PR #176, opened 2021-05-22
Clarified documentation

MansMeg:
Updated the documentation on the subsampling loo to clarify the double use of the log-likelihood function.

### DIFF
--- a/R/loo_subsample.R
+++ b/R/loo_subsample.R
@@ -34,7 +34,9 @@ loo_subsample <- function(x, ...) {
 #' @template function
 #' @param data,draws,... For `loo_subsample.function()`, these are the data,
 #'   posterior draws, and other arguments to pass to the log-likelihood
-#'   function.
+#'   function. Note that for some `loo_approximation`s, the draws will be replaced
+#'   by the posteriors summary statistics to compute loo approximations. See
+#'   `loo_approximation` for details.
 #' @param observations The subsample observations to use. The argument can take
 #'   four (4) types of arguments:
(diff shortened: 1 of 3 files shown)


R/loo_subsample.R
```diff
@@ -34,7 +34,9 @@ loo_subsample <- function(x, ...) {
 #' @template function
 #' @param data,draws,... For `loo_subsample.function()`, these are the data,
 #'   posterior draws, and other arguments to pass to the log-likelihood
-#'   function.
+#'   function. Note that for some `loo_approximation`s, the draws will be replaced
+#'   by the posteriors summary statistics to compute loo approximations. See
+#'   `loo_approximation` for details.
```
jgabry, line 39: Did you mean `loo_approximate_posterior` instead of `loo_approximation`? If so you can use `[loo_approximate_posterior()]` in the doc and it will auto link to that doc page.

MansMeg: Actually not. I was refering to the argument loo_approximation in the same function. Can that be clarified more somhow?

jgabry: Oh I just forgot that was the argument name. How about "See argument `loo_approximation` for details."?

MansMeg: Now fixed.

MansMeg:
@kdubovikov would this fix the issue you had with the docs?

kdubovikov:
Yes, this is clear now

jgabry (approved):

Issue #127, opened 2019-10-22
plot method for two loo objects


jgabry:
We should have a plotting method (in loo or bayesplot) that creates the pointwise elpd difference plot from Figure 10a of [Visualization in Bayesian Workflow](https://arxiv.org/abs/1709.01449)

jgabry:
Also have an argument to allow reordering the data points in some meaningful way (defaulting to current order)

PR #178, opened 2021-05-28
Add LOO Difference Plot

ParadaCarleton:
Implement plot from Bayesian workflow paper


ParadaCarleton:
Change file name

ParadaCarleton:
Closes #127

R/loo_difference_plot.R
```diff
@@ -0,0 +1,151 @@
...
+           psis_object_1,
+           psis_object_2,
+           ...,
+           group = FALSE,
+           outlier_thresh = FALSE,
+           size = 1,
+           alpha = 1,
+           jitter = 0,
+           quantiles = FALSE,
+           sortByGroup = FALSE
```
jgabry, line 75: I would use `sort_by_group` instead of `SortByGroup` to match the style already used in the package (and also in this function, e.g. `psis_object_1`)

R/loo_difference_plot.R
```diff
@@ -0,0 +1,151 @@
...
+#' @examples 
+#' 
+#' library(loo)
+#' 
+#' cbPalette <- c("#636363", "#E69F00", "#56B4E9", "#009E73", 
+#'                "#F0E442", "#0072B2","#CC79A7")
+#' 
+#' # Plot using groups from WHO
+#' 
+#' plot_loo_dif(factor(GM@data$super_region_name), loo3, loo2,
```
jgabry, line 42: It looks like here in the doc it's `plot_loo_dif` but in the code it's `plot_loo_variation`.

jgabry, line 42: Right now none of these examples run because the data `GM` and loo objects (`loo2`, `loo3`) don't exist. For the Examples section in the doc we'll need to change this to a self contained example or add all this data to the loo package itself so it can be used in the example. One possibility is to use a toy example here in the doc and then potentially add a more real example (e.g. this one from the paper) in one of the package vignettes. I'll think a bit more about this too.

R/loo_difference_plot.R
```diff
@@ -0,0 +1,151 @@
...
+#'              xlab("Index") + scale_colour_manual(values=cbPalette)
+#' 
+#' 
+plot_loo_variation <- 
+  function(y,
+           psis_object_1,
+           psis_object_2,
+           ...,
+           group = FALSE,
+           outlier_thresh = FALSE,
```
jgabry, line 70: I don't think this argument has documentation

R/loo_difference_plot.R
```diff
@@ -0,0 +1,151 @@
...
+             ")
+      }
+      
+      values <- group_by(tibble(group, elpdDif), factor(group)) %>%
+                    arrange(.by_group = TRUE)
+      
+      elpdDif <- pull(values, elpdDif)
+      group <- pull(values, group)
+      
+    }
```
jgabry, line 106: It looks like this is using tibble and dplyr code but we should avoid that if possible (I like those packages in general but for package development we don't want to add two new dependencies to the loo package for functionality that can be accomplished without those dependencies, even if the code is a bit more cumbersome).

R/loo_difference_plot.R
```diff
@@ -0,0 +1,151 @@
...
+    
+    
+    plot <- ggplot(mapping=aes(y, elpdDif)) +
+            geom_hline(yintercept=0) + 
+            xlab(ifelse(sortByGroup, "y", "Index")) +
+            ylab(expression(ELPD[i][1] - ELPD[i][2])) + 
+            labs(color = "Groups")
```
jgabry, line 113: In order to call functions from ggplot (or any other package) inside of the loo package source code we need to prefix them with `ggplot2::`, e.g. `ggplot2::geom_hline()`.

R/loo_difference_plot.R
```diff
@@ -0,0 +1,151 @@
...
+#'              ) + 
+#'              xlab("Index") + scale_colour_manual(values=cbPalette)
+#' 
+#' 
+plot_loo_variation <- 
+  function(y,
+           psis_object_1,
+           psis_object_2,
+           ...,
+           group = FALSE,
```
jgabry, line 69: I would use `NULL` instead of `FALSE`. To me a default of `FALSE` gives the impression that the possible values are TRUE and FALSE, but `group=TRUE` isn't a possible value. So I think `NULL` makes more sense as the default. Same with `outlier_thresh`.   On the other hand, `FALSE` makes sense for `quantiles` since it seems to actually be an argument that needs a logical/boolean value.

R/loo_difference_plot.R
jgabry: For example, here are some calls to the parallel package from a different file in the loo package: 

https://github.com/stan-dev/loo/blob/01178587e101c4e06e5ab078acdf69ab272a75f2/R/loo_moment_matching.R#L130-L133

We need to do the same thing with ggplot2.

jgabry (dismissed):
Hey Carlos, thanks for working on this! There are a bunch of small things I put in review comments (most of it related to things that matter for package development but not necessarily when writing code outside of package development), but this is a really really great start. Once we sort out some of smaller issues I commented on we can then get some other people, e.g. @avehtari or the other loo package authors to also take a look and see what they think about the plot itself and the different options provided.

R/loo_difference_plot.R
ParadaCarleton: I believe this is the only problem that's left unresolved; as I mentioned in the email, I'd like to see if it's possible to add this data to the LOO package, since I think the example here is really great.

R/loo_difference_plot.R
```diff
@@ -0,0 +1,151 @@
...
+#' to the corresponding value of `y`. If `FALSE`, ignored.
+#' @param outlier_thresh Flag values when the difference in the ELPD exceeds
+#' this threshold. Defaults to `NULL`, in which case no values are flagged.
+#' @param size,alpha,jitter Passed to `[ggplot2::geom_point()]` to control 
+#' aesthetics. `size` and `alpha` are passed to to the `size` and `alpha` 
+#' arguments of `[ggplot2::geom_jitter()]` to control the appearance of 
+#' points. `jitter` can be either a number or a vector of numbers.
+#' Passing a single number will jitter variables along the x axis only, while 
+#' passing a vector will jitter along both axes.
+#' @param quantiles Boolean that determines whether to plot the quantiles of
```
avehtari, line 23: For me `quantiles` sounds like it would accept vector of quantiles (real valued) as, e.g., dnorm and pnorm. I suggest that `quantiles` parameter would actually allow to define which quantiles are plotted and the type of the plot would be selected with argument called, e.g., `type`. With options type='y' (default) and type='quantiles', which would allow then also extending to other possible types- Can you also include example of how these plots look like in the discussion thread of this PR?

ParadaCarleton: > For me `quantiles` sounds like it would accept vector of quantiles (real valued) as, e.g., dnorm and pnorm. 
This does seem like it might be confusing; I think it makes sense to remove this, since users can provide transformations of the values themselves by replacing `y`.

> I suggest that `quantiles` parameter would actually allow to define which quantiles are plotted and the type of the plot would be selected with argument called, e.g., `type`. With options type='y' (default) and type='quantiles', which would allow then also extending to other possible types
I'm not sure what you mean here; could you elaborate?

> Can you also include example of how these plots look like in the discussion thread of this PR?
Will do.

ParadaCarleton:
@avehtari I've added an example of a plot using the IQ dataset from rstanarm:
image
The first model only has a constant intercept; the second model also includes a term for the mother's IQ. At the edges, the constant-based model is more accurate than the full model, while the IQ-based model is stronger in the center. This seems counterintuitive, until you realize that this reveals there is significant measurement error in IQ tests: extreme values are probably caused by mismeasurement and need to be adjusted for regression to the mean.

Other examples:
unnamed

R/loo_difference_plot.R
avehtari: If users can provide transformations of the values themselves by replacing y, and this option is not needed then I think removing it as you did is the correct action and you don't need to care about the rest I said.

avehtari:
The plots looks great! Thanks for making this PR!

ParadaCarleton:
> The plots looks great! Thanks for making this PR!

Thanks! Do you happen to know if the spatial data from the Bayesian visualization paper can be added to the loo package? I think it's a good example, but if it can't, I can remove it.

jgabry:
Sorry for the delay in responding to this. Regarding the issue of including the data from the visualization paper, I think we should avoid adding it to the package but I think there's still a way we can still use it. Basically, we should use a different example in the Examples section in the documentation, but then we can add an example using the visualization paper data in one of the vignettes. This works because in the vignette we're allowed to download data that isn't included in the package. For example, we do this already in one of the vignettes with some other data: 

https://github.com/stan-dev/loo/blob/01178587e101c4e06e5ab078acdf69ab272a75f2/vignettes/loo2-with-rstan.Rmd#L95-L96

So we could do something similar and download the visualization paper data from https://github.com/jgabry/bayes-vis-paper. @ParadaCarleton What do you think about that option?

ParadaCarleton:
> Sorry for the delay in responding to this. Regarding the issue of including the data from the visualization paper, I think we should avoid adding it to the package but I think there's still a way we can still use it. Basically, we should use a different example in the Examples section in the documentation, but then we can add an example using the visualization paper data in one of the vignettes. This works because in the vignette we're allowed to download data that isn't included in the package. For example, we do this already in one of the vignettes with some other data:
> 
> https://github.com/stan-dev/loo/blob/01178587e101c4e06e5ab078acdf69ab272a75f2/vignettes/loo2-with-rstan.Rmd#L95-L96
> 
> So we could do something similar and download the visualization paper data from https://github.com/jgabry/bayes-vis-paper. @ParadaCarleton What do you think about that option?

Sounds good! I've removed the example. Anything else?

jgabry:
> Where do you think I should put this -- should I add it to an existing vignette or create a new one?

Hmm, on the one hand I think it could be nice to have it in the main introduction vignette https://mc-stan.org/loo/articles/loo2-example.html. On the other hand, this would be using a totally different data set than the example in that vignette, so that's not ideal. A new vignette would be great, but I think if we go that route then the new vignette shouldn't just be about this one plot but rather about visualizing loo output in general (e.g., this plot, the Pareto k diagnostic plot, perhaps some of the loo related plots in bayesplot, etc.). But that would be more work than just adding this to an existing vignette so it depends how much you feel like working on this (no pressure!).

ParadaCarleton:
@jgabry btw, I think we should merge this, unless there's some change you'd like to see. I might be able to get to building a vignette before classes start again, but given that I'm focused on adding new features to ParetoSmooth.jl I'm not sure I'll be able to. We can probably add this to some other vignette later.

avehtari:
@ParadaCarleton and @jgabry , what is the status of this PR?

VisruthSK:
My changes were assisted by ChatGPT (almost exclusively for writing code I didn't want to type out, not for ideas):

Renamed args to `loo_1` and `loo_2`, and other small renames.
Removed vertical jitter and made labels jitter with points so they would be aligned.
Changed labelling args/semantics, don't call it outlier thresholding.
Added some arg checking.
Added tests.

R/loo_difference_plot.R
```diff
@@ -0,0 +1,206 @@
...
+    }
+
+    if (!is.null(labels)) {
+      checkmate::assert_atomic_vector(
+        labels,
+        len = length(y)
+      )
+    }
+
+    if (!is.null(label_threshold) && is.null(labels)) {
```
jgabry, line 129: @VisruthSK If `labels` is provided but `label_threshold` isn't then labels are just ignored I think. I'm thinking we should maybe error in that case?

VisruthSK: > `label_threshold` must be supplied when `labels` is supplied.

Do you think this is clear enough?

VisruthSK:
Note: the nice plots from the example should probably be added back in a vignette. Will work on that after the actual plotting function is approved.

R/loo_difference_plot.R
jgabry: Yeah I think so

jgabry:
> Note: the nice plots from the example should probably be added back in a vignette. Will work on that after the actual plotting function is approved.

Sounds good. I saw you converted back to a draft. Should I wait to take another look?

VisruthSK:
Fine to take a look, but will leave as draft until vignette is in--or cut vignette, or make vignette its own PR.

VisruthSK:
Also note: right now there are no visual snaps since that would add vdiffr as a dep.

PR #187, opened 2021-09-20
simplify the normalization in gpdfit

avehtari:
Seth Axen pointed out that 
```
w_theta <- 1 / vapply(jj, FUN.VALUE = numeric(1), FUN = function(j) {
  sum(exp(l_theta - l_theta[j]))
})
```
Is doing normalization in O(n^2), while it can be simplified to O(n) and also made more stable as
```
w_theta <- exp(l_theta - matrixStats::logSumExp(l_theta))
```

### DIFF
--- a/R/gpdfit.R
+++ b/R/gpdfit.R
@@ -40,9 +40,7 @@ gpdfit <- function(x, wip = TRUE, min_grid_pts = 30, sort_x = TRUE) {
   xstar <- x[floor(N / 4 + 0.5)] # first quartile of sample
   theta <- 1 / x[N] + (1 - sqrt(M / (jj - 0.5))) / prior / xstar
   l_theta <- N * lx(theta, x) # profile log-lik
-  w_theta <- 1 / vapply(jj, FUN.VALUE = numeric(1), FUN = function(j) {
-    sum(exp(l_theta - l_theta[j]))
-  })
+  w_theta <- exp(l_theta - matrixStats::logSumExp(l_theta)) # normalize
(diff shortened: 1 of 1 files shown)


ParadaCarleton:
@sethaxen Is this taken from some of the changes I made while writing ParetoSmooth.jl, or is it a separate performance improvement I should add to ParetoSmooth myself?

sethaxen:
@ParadaCarleton no, this isn't from ParetoSmooth.jl. If the improvement isn't in there, it should be.

jgabry:
This looks good, thanks! I need to investigate why the Windows checks are failing but haven't had a chance yet. I'm guessing it's unrelated to this PR, but want to double check before merging.

jgabry:
The windows test failure is happening here: 

https://github.com/stan-dev/loo/blob/bffab8cd46270cba8e7dd1d09c12b880dc8dda2c/tests/testthat/test_loo_and_waic.R#L123-L127

the error message in the [github actions log](https://github.com/stan-dev/loo/pull/187/checks?check_run_id=3666538192#step:11:174) says that the error occurs because the objects are "equal but not identical". This usually means that the value is the same but some attribute differs, but I can't think of any reason how this PR could cause that.  

Does anyone have access to a windows machine? If so could you try running [this one test](https://github.com/stan-dev/loo/blob/bffab8cd46270cba8e7dd1d09c12b880dc8dda2c/tests/testthat/test_loo_and_waic.R#L123-L127
) locally?

PR #190, opened 2021-11-16
Update loo2-with-rstan.Rmd

MansMeg:
Quick fix of arxiv link.


avehtari:
Thanks, that was fast!

PR #194, opened 2022-01-19
Minor fixes of references

MansMeg:
Hi!

I (think) I fixed the references to be correct. Since the (2017b) changed to (2019) we should also change the (2017a) ref to (2017). I Also updated the AISTAT ref when I was on it.


avehtari (approved):
Thanks!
———
What to work on:
Each line of the listing above that includes the word "size" is to be counted, and only the total reported.

Answer for the task:
3